How are Workflows Represented?

As we mentioned on the Background page, the general definition of a workflow is a process of tasks that may be dependent on one another. Let's revisit the bread recipe:

Baking Bread

The high level set of tasks for baking bread are:

Mix flour and water
Mix in the yeast
Fold the dough
Proof the dough

Now, you must be wondering why we keep going back to this bread recipe. Simply put, it is something most people understand without getting lost in detail (which we will revisit later). Again, for now, let's ignore implementation; instead, let's just simply focus on the tasks to make bread. The steps are numbered in order of execution, meaning that you can not mix in the yeast until you've created the dough by mixing the flour and water. By extension, you cannot proof the dough until you fold the dough, but you must also mix the flour and and water. This recipe forms a linear dependency.

In Computer Science, we can map the idea of a recipe to an abstract data structure known as a graph. A graph is capable of capturing not only data, but also dependencies between different data entries.

What are Graphs?

A graph at its core is a discrete mathematics concept that defines a structure and is defined by both a set of vertices and a set of edges. Vertices describe nodes in a graph, whereas edges describe the connections between them. In terms of representing a workflow, we're primarily interested in a directed graph because edges can be traversed in only one direction. This limitation is useful as it enforces forward movement in processes. Let's revisit the bread recipe above, except this time looking at it from the perspective of a graph.

A Bread Recipe Graph

We previously established that the bread recipe steps are a linearization, or a linear chain of steps. We must complete the steps in sequential order in order to make bread. Here's how that looks as a graph:

graph TD;
    A(Mix flour + water)-->B(Mix in Yeast);
    B-->C(Fold dough);
    C-->D(Proof dough);

If we want to extend the graph to include the baking of the bread, this means we must complete all the previous steps and then bake our prepared loaf. That simply is represented as a new edge from Proof dough to a new node called Bake loaf and would look as follows:

graph TD;
    A(Mix flour + water)-->B(Mix in Yeast);
    B-->C(Fold dough);
    C-->D(Proof dough);
    D-->E(Bake loaf);

Now, you'll notice that the edges in the example above have arrows; these arrows represent the direction that these edges must be traversed. This property means that, when scanning through a graph, the ordering of events is preserved. For example, in the recipe graph above, you can not attempt to bake a loaf of bread before mixing the flour and the water because there are no edges pointing in that direction.

How does a Bread Recipe Help You?

So you might be wondering, how does a bread recipe help me? I develop software, run things on super computers -- what use is a graph about bread? Let's revisit the definition of workflow and intent. Let's use a typical workflow seen in high-performance computing as an example; simulation.

A Typical Simulation Workflow

The primary focus of high-performacne computing is to model physical phenomena and learn about them by constructing scenarios that represent controlled experiements.
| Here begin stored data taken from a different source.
PR #18693, opened 2024-05-01
Deluxe Agent Card - HoP traitor item

JORJ949:
## About the PR 
Adds the "deluxe agent card", a reusable version of the agent card allowing for on the run identity crafting for 3 tc

## Why's this needed? 
HoP only has the AI law traitor items and thats kinda boring

## Changelog 

```changelog
(u)JORJ949
(*)The Head of Personnel can now buy a reusable "Deluxe" agent card. Also available to spy thieves and nuclear operatives.
```

### DIFF
--- a/code/datums/syndicate_buylist.dm
+++ b/code/datums/syndicate_buylist.dm
@@ -1046,7 +1046,7 @@ ABSTRACT_TYPE(/datum/syndicate_buylist/traitor)
 	job = list("Captain", "Head of Personnel", "Research Director", "Medical Director", "Chief Engineer")
 	can_buy = UPLINK_TRAITOR
 
-/datum/syndicate_buylist/traitor/ai_disguised_module
+/datum/syndicate_buylist/traitor/syndicard_deluxe
 	name = "DELUXE Agent Card"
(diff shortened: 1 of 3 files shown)


TDHooligan:
might be too crazy? just swapping your ID freely, constantly, without being near an ID computer. could make it way too easy to entirely fuck up any and all comms with just a voice changer.

JORJ949:
> might be too crazy? just swapping your ID freely, constantly, without being near an ID computer. could make it way too easy to entirely fuck up any and all comms with just a voice changer.

If this does become an issue it would be a fairly simple change to just add a limit on how many uses it has

JORJ949:
> But i also think it does not need to be a HOP-exclusive item. This could fit pretty snuggly in the general traitor list, especially with a whopping 3TC cost.

This was made because HoP had no real exclusive items other than AI stuff which isn't great and also while it could possibly fit in the main traitor menu I wouldnt want to see it used too much because of the potential it has that TD pointed out.

JORJ949:
:/

FronkyGeniuZ:
Woah cool idea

This paradigm often boils down to a workflow characterized by the following high-level process:

Setup system inputs
Simulate the system
Post-process the results

Most simulation codes require some input files (parameter values, meshes, force fields) to run models of a system, meaning that there is a dependence between simulation and input setup. Further, you can not post process results you do not have; therefore post processing is dependent on simulation. If a step in this chain fails, it blocks the rest from being completed. This process is a linearization just like the process of baking bread.

graph TD; A(Setup inputs)-->B(Simulate); B-->C(Post Process);

Try it: Breakdown You Own Workflow into a Process

Exercise: Take a moment and think about one of your own workflows. It can be something in your daily routine or a technical item that requires multiple steps to complete (commands, or scripts, etc.). In much the same way that the recipe above is an abstract set of steps without implementation, try to break down your own workflow into an intent-based process. Some questions to think about as you come up with a process:

What are the natural divisions of work that appear?
Are there places where the process is unclear?
Could you describe your process to another person without describing implementation?
Is it easier to describe the goal of the work without resorting to implementation for detail?

Goal: The goal of this exercise is to start thinking with an intent-based mindset. While implementation is useful, explaining a workflow to others (especially those in other domains) by implementation is confusing and difficult. Boiling a process up to intent provides a conceptual substrate that allows others to more easily follow why a workflow is needed and then understand why each step in he process is needed.

Extra Credit: Describe your workflow to someone else. If the workflow was unclear, was the other person able to effectively ask questions or discuss with you?